I run my script but am getting an error. My script is:

% This script takes a factorial function and

% returns the value of n!.

n = 4;

k = n;

retval = fac(n,k);

Could someone please help?

Walter Roberson
on 5 Aug 2021

endfor and endfunction are not part of the MATLAB language. I believe they are part of a different programming language named octave

Look through your code. You are passing n = 4 and k = 4, so you do

n(1) = 0;

which overwrites the n = 4 that was passed in

n(4) = 4;

which implicitly writes 0 in to n(2) and n(3)

Then you loop

for i = 4 : -1 : 1

For the first iteration

retval_1 = n(5) %but n(5) has never been assigned to

retval = retval_1 * n(5) %so that would be n(5)^2

For the second iteration you overwrite retval_1 and retval with n(4) and n(4)^2

You keep doing that overwriting down to i = 1, at which point you are setting retval_1 to n(2) and retval to n(2)^2 . But you did not assign anything explicit to n(2) so it is going to be 0

You code needs a lot of work to be a factorial.

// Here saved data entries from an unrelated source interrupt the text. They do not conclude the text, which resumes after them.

PR #1645, opened 2024-12-11
Version bump for new stream

akurtakov:
Fixes broken build after
https://github.com/eclipse-platform/eclipse.platform.swt/pull/1637


akurtakov:
Test failures are not related to version bump in this commit.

factorial is a lot easier if you loop upwards than if you loop downwards.

DGM
on 5 Aug 2021

Edited: DGM
on 5 Aug 2021

Well I'm late to the party, but I was going to add that it seems like you're trying to accomodate something I don't understand here. I don't see why a factorial function needs two arguments. It seems to expect vector inputs, but your usage suggests that you expect it to work with scalar inputs.

I'm just going to throw this out there. There are probably canonical ways, but off the top of my head, either of these would work for scalar inputs. If you need vector support, things get more complicated (see below).

clc; clearvars

n = 10;

% scalar methods

factorial(n) % built-in

fac(n) % loop

fac2(n) % no loop

fac3(n) % using recursion

% using a loop

function retval = fac(n)

retval = 1;

for nn = n:-1:2

retval = retval*nn;

end

end

% without a loop

function retval = fac2(n)

retval = prod(1:n);

end

% recursively

function retval = fac3(n)

if n==0

retval = 1; % shortcut

else

retval = n*fac3(n-1);

end

end

If you want to handle vector (or array) inputs, there are simple ways to expand on the scalar solutions (e.g use a loop). Alternatively, when looking at the second example, it becomes apparent that the cumulative product from 1:n contains all of the factorials from 1! to n!. The solution this suggests is to basically make a lookup table.

nn = [5 4 3 2 1 0];

% vectorized methods

factorial(nn)

fac4(nn)

% spin on fac2(), but capable of handling vector inputs

function retval = fac4(n)

s = size(n);

nmax = max([1; n(:)]); % 1 takes care of case when n is scalar 0

retval = cumprod([1 1:nmax]); % list of all products

retval = reshape(retval(n+1),s); % offset to accomodate 0

end

Bear in mind that there are other things that a general factorial function would need to be safe. You'd want to make sure inputs aren't negative, and you'd probably want to guard against non-integer-valued inputs.